Is it somehow better to those who struggle tragically if I keep a smile on my
face at all times? My natural reaction upon thinking of them is to do the
opposite.

I think there is something sinister about recommending material indulgence as
a means of overcoming the sin of "emotional" indulgence, especially if those
who suffer from want are used as justification.

Is all trauma in rich society non-existent? Does death no longer exist, or
loneliness, or guilt, or regret, or uncertainty, or evil, or unrequited love,
or feeling trapped, or inadequacy, or betrayal, or aging, or health issues, or
any other existential problem?

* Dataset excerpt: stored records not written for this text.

PR #595, opened 2021-05-27
KDEV-1629: Integration tests setup for react-native-sdk

alexanderfilipov:
Integration tests for `react-native` package run with `jest`. Changes:
* Updated most dependencies of the package to latest versions
* Adjusted the mocha-style test specs to be compatible with `jest`. For example, `describe`s should not have descriptions.
* Jest runs the test suites in parallel by default, but there seem to be dependencies between our suites, so they will be run sequentially for the time being. I've verified the tests pass locally. It looks like the current CI is broken though and we will have to fix that.
* The script used for copying the specs into the package-specific test folders was copy-pasted a couple of times, so I've moved it one level up and made it reusable by adding parameters.
* Adjusted the available unit tests for push notifications, so they pass, but we need to work more on the notifications support (separate task).


packages/react-native-sdk/package.json
```diff
@@ -29,43 +29,42 @@
     "test": "jest"
   },
   "dependencies": {
-    "axios": "0.19.0",
-    "kinvey-js-sdk": "^5.1.1",
-    "lodash": "^4.17.15",
-    "pubnub": "4.25.2"
+    "axios": "0.21.1",
+    "kinvey-js-sdk": "6.0.0-next.1",
```
ventsislav-georgiev, line 33: Is this set temporary for running the tests, before we release the next major?

packages/react-native-sdk/package.json
```diff
@@ -29,43 +29,42 @@
...
+    "lodash": "4.17.21",
+    "pubnub": "4.32.1"
   },
   "peerDependencies": {
-    "@react-native-community/async-storage": "^1.6.1",
-    "react-native": "^0.60.5",
-    "react-native-push-notification": "^3.1.9"
+    "@react-native-async-storage/async-storage": "1.15.4",
```
ventsislav-georgiev, line 38: It may be better to keep using the caret range for the peer dependency versions. Allowing users to update them without warnings.

packages/react-native-sdk/src/push.ts
```diff
@@ -21,22 +21,26 @@ async function registerDeviceWithKinvey(os: string, token: string): Promise<void
...
+  };
+
+  await new KinveyHttpRequest(requestOptions).execute();
 }
 
 export async function register(options: PushNotificationOptions = {}): Promise<string> {
   const promise = new Promise<string>((resolve, reject): void => {
     RNPushNotification.configure({
-      senderID: options.senderID,
+      // senderID: options.senderID,
```
ventsislav-georgiev, line 32: Let's delete this legacy property instead of commenting it

ventsislav-georgiev (approved):
After comments

packages/react-native-sdk/package.json
alexanderfilipov: Yes, exactly. We are going to release `6.0.0` core SDK with MFA and some other changes first, and then RN as a following version.

alexanderfilipov:
Closing in favour of https://github.com/Kinvey/js-sdk/pull/599 which also contains these and other react-related changes.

Why is art throughout history rife with these
issues if they are abnormal elements of the human experience?

I agree that some can overly prioritize negativity or cynicism, but I think
this phenomenon is just a contrarian response to the dominant emotional
valuation. I am tempted into it whenever someone insists that I _must_ be
happy, or talks down about angst as if they were not themselves human. It's
offensive to the spirit and sense of honesty, integrity, and self. Better to
let feelings flow naturally. I too like feeling happy, if it's genuine.

As for the "perfect partner", I either feel a romantic pull towards someone,
or I don't. Every time I see people fake it for the sake of looking normal, it
ends in disaster.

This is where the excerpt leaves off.